# Directions for this task
For the data below, give again exactly the lines from the one containing "PR #3375, opened 2019-11-13" through the one containing "-29,7 +29,6 @@", both ends included, and no others.

[Source records]
..........

Issue #3344, opened 2019-11-08
Remove addr.AppAddr


scrye:
Instead, use `net.UDPAddr` whenever possible. For code needing to move SVC addresses around, consider using `net.Addr` instead and have the address cast to the type at the point of use.

Probably the easiest way to implement this is to create multiple PRs that remove `AppAddr` a few packages at a time.

karampok:
After the snet write/read refactor, there are the following references
```

15:46 $ ag addr.appaddr
go/lib/snet/svcaddr.go
40:             Host:    &addr.AppAddr{L3: a.SVC},

go/lib/snet/addr.go
37:     Host    *addr.AppAddr
184:    return &Addr{IA: ia, Host: &addr.AppAddr{L3: l3, L4: l4}}, nil

go/lib/snet/addr_test.go
30:     host4 := &addr.AppAddr{
34:     host6 := &addr.AppAddr{

go/lib/snet/udpaddr.go
43:             Host: &addr.AppAddr{

```
Which would be removed once the snet.Addr is removed (different stories)

PR #3375, opened 2019-11-13
BS, DISP: Use net.UDPAddr instead of addr.AppAddr

karampok:
Contributes #3344

This change is [Reviewable](https://reviewable.io/reviews/scionproto/scion/3375)

### DIFF
--- a/go/beacon_srv/internal/beaconing/originator_test.go
+++ b/go/beacon_srv/internal/beaconing/originator_test.go
@@ -29,7 +29,6 @@ import (
 	"github.com/scionproto/scion/go/beacon_srv/internal/beacon"
 	"github.com/scionproto/scion/go/beacon_srv/internal/ifstate"
 	"github.com/scionproto/scion/go/beacon_srv/internal/onehop"
-	"github.com/scionproto/scion/go/lib/addr"
 	"github.com/scionproto/scion/go/lib/common"
 	"github.com/scionproto/scion/go/lib/ctrl"
 	"github.com/scionproto/scion/go/lib/ctrl/seg"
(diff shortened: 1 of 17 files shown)


karampok:
___
*[go/lib/discovery/discoveryinfo/info.go, line 61 at r1](https://reviewable.io/reviews/scionproto/scion/3375#-LtchG5j53UDknmCV9s3:-Ltd1hya9FEqYi2dhbIB:b-ecsq15) ([raw file](https://github.com/scionproto/scion/blob/f5037fa1625d9cd471ec341d485e7280605b12de/go/lib/discovery/discoveryinfo/info.go#L61)):*

Previously there was a copy, don't we need that anymore?
</blockquote></details>

To my understanding no, because inside the *net.UDPAddr we have no other pointer reference or interface. Therefore we are safe.

If not, we have to find a unit-test which proves otherwise.

scrye:
___
*[go/lib/discovery/discoveryinfo/info.go, line 61 at r1](https://reviewable.io/reviews/scionproto/scion/3375#-LtchG5j53UDknmCV9s3:-LteFA0N-DvXeQ1DyTOa:b-b33i5t) ([raw file](https://github.com/scionproto/scion/blob/f5037fa1625d9cd471ec341d485e7280605b12de/go/lib/discovery/discoveryinfo/info.go#L61)):*

To my understanding no, because inside the *net.UDPAddr we have no other pointer reference or interface. Therefore we are safe.

If not, we have to find a unit-test which proves otherwise.

</blockquote></details>

There is a reference though, the `net.IP` slice. If `a.IP` changes after `Update` is called (e.g., a.IP[2] = 42), it will change `h.addr.IP[2]` to 42.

..........

# Answer to this exercise
PR #3375, opened 2019-11-13
BS, DISP: Use net.UDPAddr instead of addr.AppAddr

karampok:
Contributes #3344

This change is [Reviewable](https://reviewable.io/reviews/scionproto/scion/3375)

### DIFF
--- a/go/beacon_srv/internal/beaconing/originator_test.go
+++ b/go/beacon_srv/internal/beaconing/originator_test.go
@@ -29,7 +29,6 @@ import (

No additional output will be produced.